Photo Credit: Janice Carr, Centers for Disease Control and Prevention

The World Health Organization reported that there were 8.8 million new cases of TB worldwide in 2010.

Xpert, manufactured by Cepheid Inc., is an automated polymerase chain reaction test that detects Mycobacterium tuberculosis complex and rifampin resistance within two hours using a sputum sample, used outside of a reference lab "with minimal hands-on technical time," as opposed to conventional sputum smear microscopy, which is cheaper, but requires a microscope in a lab and does not detect drug resistance.

In 2010, Xpert was endorsed by the World Health Organization for use as the initial diagnostic test on people suspected of having MDR-TB or HIV-associated TB. That year, WHO reported that there were 8.8 million new cases of TB worldwide; and that 1.1 million people who did not have HIV and 350,000 people with HIV died of TB.

The study reviewed 18 studies of more than 7,500 adults, mostly in low and middle-income countries, with a high burden of TB, which evaluated the test as an initial test used as a replacement for microscopy, and as an add-on test when a microscopy smear was negative, in adults suspected of having in pulmonary TB, or multidrug-resistant TB, with or without HIV infection.

The main results of the test are as follows:

• A "modest" sensitivity of 88% and a "high" specificity of 98% for detecting TB when used it as an initial test that replaced smear microscopy.

• A sensitivity of 67% and a specificity of 98% when used as an add-on follow-up test to detect TB, after a negative smear microscopy.

• A sensitivity of 80% for detecting TB in people with HIV and 89% in people without HIV.

•A sensitivity of 94% and a specificity of 98% for detecting rifampin resistance (an indicator of multidrug resistances) when used as a replacement for culture based-drug susceptibility testing

The rate of indeterminate results was a "very low" 1%, they said.

The results "lend support to the WHO recommendation on the use of Xpert as an initial diagnostic test for TB detection and rifampicin resistance detection in patients suspected of having MDR-TB or HIV-associated TB," the authors concluded.
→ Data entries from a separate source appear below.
PR #368, opened 2020-06-11
Dispute detail: request auto reveal service

fabriziovigevani:
Includes the option to request the auto reveal service for the current dispute directly from the `DisputeDetail` 

This is useful in the strange cases where the auto-reveal service request fails at the moment jurors are committing their vote.
It also provides the option for jurors that decided to `opt-out` from the service and changed their mind, to be able to request it.

**Preview**

Screen Shot 2020-06-10 at 8 50 53 PM

Screen Shot 2020-06-10 at 8 51 21 PM

 **Decided to add this info indicator so the juror can rest asure the auto reveal has been requested.**
Screen Shot 2020-06-10 at 9 15 35 PM


src/hooks/useCourtContracts.js
```diff
@@ -206,6 +210,25 @@ export function useDisputeActions() {
     [disputeManagerContract, processRequests]
   )
 
+  const autoReveal = useCallback(
```
sohkai, line 213: Should we add a comment header here, since it doesn't really belong under "draft jurors"? Maybe "request auto reveal"?

src/components/Disputes/DisputeAutoReveal.js
```diff
@@ -0,0 +1,119 @@
...
+      )}
+    </form>
+  )
+}
+
+function useAutoRevealPolling(account, disputeId, roundId) {
+  const [autoRevealRequested, setAutoRevealRequested] = useState(false)
+  const timer = 3000
+
+  // We start the timeout timer in 0 in order to immediately make the api call
```
sohkai, line 74:
```suggestion
  // We start the timeout timer at 0 to immediately make the api call on render
```

But do we need to use a ref here? Couldn't we use a local variable in the closure? (E.g. we could provide as an argument to `fetchAutoReveal()`).

src/utils/crvoting-utils.js
```diff
@@ -158,3 +158,34 @@ export function isvoteLeaked(outcome) {
...
+export function removeCodeFromLocalStorage(connectedAccount, disputeId) {
+  localStorage.removeItem(`oneTimeCode:${connectedAccount}:${disputeId}`)
+}
+
+// Auto reveal service preference
+export function getAutoRevealPreference(connectedAccount) {
+  return Boolean(localStorage.getItem(`autoRevealService:${connectedAccount}`))
+}
+
+export function saveAutoRevealPreference(connectedAccount, enabled) {
```
sohkai, line 189: Should we mark this to be per-dispute instead?

src/components/Disputes/DisputeAutoReveal.js
```diff
@@ -0,0 +1,119 @@
...
+import {
+  getAutoRevealPreference,
+  getCodeFromLocalStorage,
+  getOutcomeFromCommitment,
+} from '../../utils/crvoting-utils'
+
+function DisputeAutoReveal({ commitment, disputeId, onAutoReveal, roundId }) {
+  const { account } = useWallet()
+
+  const autoRevealRequested = useAutoRevealPolling(account, disputeId, roundId)
```
sohkai, line 15: Perhaps we should add a loading indicator and return null, to avoid a flash with the API.

src/components/Disputes/DisputeAutoReveal.js
```diff
@@ -0,0 +1,119 @@
...
+      disputeId={disputeId}
+      onAutoReveal={onAutoReveal}
+      roundId={roundId}
+    />
+  )
+}
+
+function RequestAutoReveal({ commitment, disputeId, onAutoReveal, roundId }) {
+  const { account } = useWallet()
+  const autoRevealServiceEnabled = getAutoRevealPreference(account)
```
sohkai, line 33: I think the variable naming here is a bit confusing.

What do you think about renaming it to `autoRevealPreviouslyRequested`? And adding a comment that the service must have failed if we're rendering this component and it was previously requested?

src/components/Disputes/DisputeAutoReveal.js
```diff
@@ -0,0 +1,119 @@
...
+      />
+      {autoRevealServiceEnabled && (
+        <Info
+          mode="warning"
+          css={`
+            margin-top: ${2 * GU}px;
+          `}
+        >
+          The auto-reveal service request has failed. Please click on the button
+          above to resend the request, reveal your vote and enable the service.
```
sohkai, line 63:
```suggestion
          Your previous request to enable the auto-reveal service for this vote failed.
```

src/components/Disputes/DisputeAutoReveal.js
```diff
@@ -0,0 +1,119 @@
...
+        </Info>
+      )}
+    </form>
+  )
+}
+
+function useAutoRevealPolling(account, disputeId, roundId) {
```
sohkai, line 70: Rather than polling, I wonder if we should only do this once on the component render?

We only use the polling to know if the user's request to re-register was successful, right?

src/hooks/useCourtContracts.js
fabriziovigevani: Yeah definitely

src/components/Disputes/DisputeAutoReveal.js
fabriziovigevani: True, we don't need a ref in this case.

src/utils/crvoting-utils.js
fabriziovigevani: We should :D

src/components/Disputes/DisputeAutoReveal.js
fabriziovigevani: Yes exactly. When implementing this, that was the first direction i took, but given that the request is asynchronous (we use the request queue), didn't find a way to force re-running the effect.

Do you have one in mind?

sohkai: Would it be possible to use `await` on the `onAutoReveal()` in `handleSubmit()` and update state afterwards? Outside of a separate tab, you have to go through the `handleSubmit()` handler to change your auto reveal state, right?

fabriziovigevani: I don't think it would be possible because we are using the same flow as we do for normal transactions. This means that the `onAutoReveal()` would return when the auto reveal request is added to the request queue for processing and we don't have any more the control of that request.

Nevertheless, note that we stop polling if the auto reveal was requested successfully so in that case would only be doing a single query. And in the case that the juror didn't request the auto reveal we would be polling every 3 seconds which i don't think it's that bad.  

Do you see a potential issue that could arise?

sohkai: > Do you see a potential issue that could arise?

Nope, but just feels a bit awkward to poll when we _know_ when to check. But it is a nice side effect to cover the case that you updated the API in a separate tab / etc. (although this is honestly unlikely here—it's much more common for authentication mechanisms to do this type of polling).

Let's leave it like this for now, and add a few comments explaining why we're polling with `useAutoRevealPolling()`.

src/components/Disputes/DisputeAutoReveal.js
```diff
@@ -0,0 +1,139 @@
...
+  useEffect(() => {
+    if (autoRevealRequested) {
+      return
+    }
+
+    let cancelled = false
+    let timeoutId
+
+    // Assumes jurorDraft exists
+    const fetchAutoReveal = timeout => {
```
fabriziovigevani, line 102: Realized that by using a local timeout as you suggested, we didn't really needed the `controlledTimer`

src/components/Disputes/DisputeAutoReveal.js
```diff
@@ -0,0 +1,139 @@
...
+          if (!autoRevealRequested) {
+            fetchAutoReveal(timer)
+          }
+        }
+      }, timeout)
+    }
+
+    setLoading(true)
+    // We start the timeout timer at 0 to immediately make the api call on render
+    fetchAutoReveal(0)
```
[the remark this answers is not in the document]
fabriziovigevani: Ah yes nice!

src/utils/crvoting-utils.js
```diff
@@ -182,10 +182,13 @@ export function removeCodeFromLocalStorage(connectedAccount, disputeId) {
 }
 
 // Auto reveal service preference
-export function getAutoRevealPreference(connectedAccount) {
-  return Boolean(localStorage.getItem(`autoRevealService:${connectedAccount}`))
+export function getAutoRevealPreference(connectedAccount, voteId) {
+  return localStorage.getItem(`autoRevealService:${connectedAccount}:${voteId}`)
```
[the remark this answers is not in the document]
fabriziovigevani: Ah yeah, the `Boolean` conversion wasn't accurate because we are storing the Boolean type which is converted to string, so if the auto reveal is `flase` gave a wrong result. Though i will move the updated evaluation inside this function again.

Future studies should include those that evaluate the results of the test in children, as those data are starting to accumulate, and result of the test in different settings, such as TB screening centers and antiretroviral clinics, they added.

The review "provides high quality evidence that reinforces WHO’s endorsement of this test," Dr. Karin Weyer, the coordinator of Diagnostics and Drug Resistance Laboratories at WHO, said in a written statement. "Recent price reductions have greatly facilitated roll-out of this technology," with 1.4 million test cartridges and the instruments needed to perform the test to be distributed in 21 countries with a high TB burden, she added.

In the United States, TB has been declining, since a peak in 1992, with 10,528 TB cases reported in 2011, almost a 6% drop from the number of reports in 2010, according to the Centers for Disease Control and Prevention. In 2009, the last year mortality data are available, there were 529 TB deaths, a 10% drop from 2008, when there were 590 deaths.

The editorial base of the Cochrane Infectious Diseases Group (CIDG), which provided part of the funding for the review, is funded by the U.K. Department for International Development "for the benefit of developing countries." One study author disclosed having conducted studies and published on the Xpert test in a project with FIND, Cepheid, and academic partners. Others reported having no relevant financial conflicts.